High Low Chart In Excel

High Low Chart In Excel

Building a chart in Excel in and of itself is not a terribly difficult thing to do. The hard part is getting your mind around which types of chart to use in which situation. Excel has 11 major chart types with variations on each type. For most business dashboards and reports, you will only need a handful of the chart types available in Excel, including the following:

Steps to create volume-open-high-low-close chart: Step 1: Initialize chart. Step 2: Assign data and specify the chart type. Step 3: Apply basic chart elements. Analyze your Excel information by creating high/low lines for your data charts, allowing you to easily view parameters of a given range. Mary Ann Richardson gives you the lowdown.

Open High Low Close Chart In Excel

  • Line Chart: The line chart is one of the most frequently used chart types, typically used to show trends over a period of time. If you need to chart changes over time, consider using a line chart.

  • Column Chart: Column charts are typically used to compare several items in a specific range of values. Column charts are ideal if you need to compare a single category of data between individual sub-items, such as, for example, when comparing revenue between regions.

  • Clustered Column Chart: A clustered column chart can be used if you need to compare multiple categories of data within individual sub-items as well as between sub-items. For instance, you can use a clustered column chart to compare revenue for each year within each region, as well as between regions.

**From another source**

Issue #291, opened 2022-09-09
Onboarding of GCN Circulars submitters from GCN Classic


lpsinger:
There are many existing submitters of GCN Circulars, which essentially take the form of a list of email addresses, names, and institutions. How do we onboard them into the new site? When someone signs up on gcn.nasa.gov, how can we permit them to "claim" the submission privileges of their old GCN Classic registration?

  • Stacked Column Chart: A stacked column chart allows you to compare items in a specific range of values as well as show the relationship of the individual sub-items with the whole. For instance, a stacked column chart can show not only the overall revenue for each year, but also the proportion of the total revenue made up by each region.

  • Pie Chart: Another frequently used chart is the old pie chart. A pie chart represents the distribution or proportion of each data item over a total value (represented by the overall pie). A pie chart is most effective when plotting no more than three categories of data.

  • Bar Chart: Bar charts are typically used to compare several categories of data. Bar charts are ideal for visualizing the distribution or proportion of data items when there are more than three categories. For instance a bar chart could be used to compare the overall revenue distribution for a given set of products.

  • Area Chart: Area charts are ideal for clearly illustrating the magnitude of change between two or more data points. For example, you can give your audience a visual feel for the degree of variance between the high and low price for each month.

  • Combination Chart: A combination chart is a visualization that combines two or more chart types into a single chart. Combination charts are an ideal choice when you want to compare two categories of each individual sub-item. They are commonly used to create visualizations that show the difference between targets versus actual results.

  • XY Scatter Plot Chart: Scatter charts in Excel (also known as XY scatter plot charts) are excellent for showing correlations between two sets of values. For example an XY scatter plot can be used to illustrate the correlation between employee performance and competency, demonstrating that employee performance rises as competency improves. The x and y axes work together to represent data plots on the chart based on the intersection of x values and y values.

  • Bubble Chart: A bubble chart is a variation of an XY scatter plot. Just like the XY scatter plot, bubble charts show the correlation between two sets of data. The difference is the addition of a third dimension that is represented by the size of each bubble in the chart. This third dimension is typically used to show the relative impact of a quantitative data item. For instance, in addition to showing employee performance versus competency, you can have the size of each bubble represent years of service, allowing your audience to quickly get a sense of how years of service may affect the relationship between competency and performance.